7. Exceptions: lx.exceptions

All inherit from LangExtractError, so a single except LangExtractError catches any library error.

LangExtractError
├─ InferenceError
│ ├─ InferenceConfigError # missing keys, invalid model ids, provider build failures
│ └─ InferenceRuntimeError # API/network failures (carries .original, .provider)
├─ InferenceOutputError # no scored outputs from the model
├─ InvalidDocumentError # duplicate ids / malformed documents
├─ InternalError # a bug inside LangExtract
├─ ProviderError # provider/backend-specific error
├─ SchemaError # schema validation/serialization error
└─ FormatError
└─ FormatParseError # fence / JSON / YAML / wrapper parse failures
note

The lx.exceptions shim re-exports a subset for backward compatibility (LangExtractError, InferenceError, InferenceConfigError, InferenceRuntimeError, InferenceOutputError, ProviderError, SchemaError). InternalError, InvalidDocumentError, FormatError, and FormatParseError are available from langextract.core.exceptions.

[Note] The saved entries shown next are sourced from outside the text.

PR #168, opened 2026-04-10
Implement generic cumulative costs.

### LINKED ISSUE #87: Cumulative cost and module
Add a module for defining generic cumulative costs (using IValueProvider\<int\> and IValueProvider\<string\>). Refer to the [Hollow Knight implementation](https://github.com/homothetyhk/HollowKnight.ItemChanger/blob/master/ItemChanger/Modules/CumulativeRancidEggCost.cs) for rancid eggs.

This module is not currently planned for use in the randomizer on release, but it might be used by connections, or we might find uses that require it in the randomizer later.

dplochcoder:
Closes #87.

### DIFF
--- a/ItemChanger.Silksong/Costs/CumulativeCost.cs
+++ b/ItemChanger.Silksong/Costs/CumulativeCost.cs
@@ -1,0 +1,63 @@
+﻿using ItemChanger.Costs;
+using Newtonsoft.Json;
+
+namespace ItemChanger.Silksong.Costs;
+
+/// <summary>
+/// A cost for a resource that is tracked cumulatively, rather than being consumed at will by the player.
+/// 
+/// A shop containing two items with cumulative costs 1, 2, and 5, will show the latter two items as costing 1 and 4 after the user has purchased the first item.
+/// Likewise, after the user has purchased the second item, the final item will show as costing 3. In this way the only gating factor to purchasing any item
+/// is the total amount of resources the player has ever collected, they do not need to choose what to purchase.
+/// </summary>
+public abstract class CumulativeCost : Cost
+{
+    /// <summary>
+    /// The cumulative cost requirement for this Cost.
+    /// </summary>
+    public required int Value { get; set; }
+
+    /// <summary>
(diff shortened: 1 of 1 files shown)


ItemChanger.Silksong/Costs/CumulativeCost.cs
```diff
@@ -0,0 +1,66 @@
...
+
+/// <summary>
+/// Module for implementing cumulative costs. Typically this is implemented as an ItemChanger.Module, but this is not required.
+/// </summary>
+public interface ICumulativeCostModule
+{
+    /// <summary>
+    /// The count of the resource the player currently has available.
+    /// </summary>
+    int CurrentlyAvailable { get; set; }
```
dpinela: Should we make CurrentlyAvailable and TotalSpent writable if the only intended way to actually change them is through Spend? I'm thinking of costs based on CollectableItems in particular, where the (proper) way to add or subtract the item is with their Collect or Take methods, respectively. It's possible but awkward to bridge that with this abstraction, but what if we did the following instead?

```
int CurrentlyAvailable { get; }
int TotalSpent { get; }
void Spend(int amount);
```

That would match exactly the way the interface is used in CumulativeCost. Implementations of Spend have to do a little more work, but in return the other two properties are simpler to implement.

(This came up while implementing the Moss Druid preview tablet.)

dplochcoder: That's fine with me

ItemChanger.Silksong/Costs/CumulativeCost.cs
```diff
@@ -0,0 +1,62 @@
...
+    [JsonIgnore]
+    protected abstract ICumulativeCostModule Module { get; }
+
+    public override bool IsFree => Module.TotalSpent >= Value;
+
+    public override bool CanPay() => Module.TotalSpent + Module.CurrentlyAvailable >= Value;
+
+    /// <summary>
+    /// Returns a formatted string for the given cost amount, to be displayed in a shop context.
+    protected abstract string GetCostText(int toSpend);
```
dpinela, line 33: Missing a `</summary>` here.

8. Inference output: ScoredOutput

What a provider's infer() yields per prompt, from langextract.core.types:

ScoredOutput(score=None, output=None) # score: float | None, output: str | None

Not yet documented

This first pass covers the high-traffic public surface. Deeper reference for the following exists in source but isn't expanded here yet: per-provider constructor kwargs (gemini.py, openai.py, ollama.py), the schema and format-handler internals, the resolver's alignment algorithm, chunking, the tokenizers (including UnicodeTokenizer), prompt construction, and the Annotator.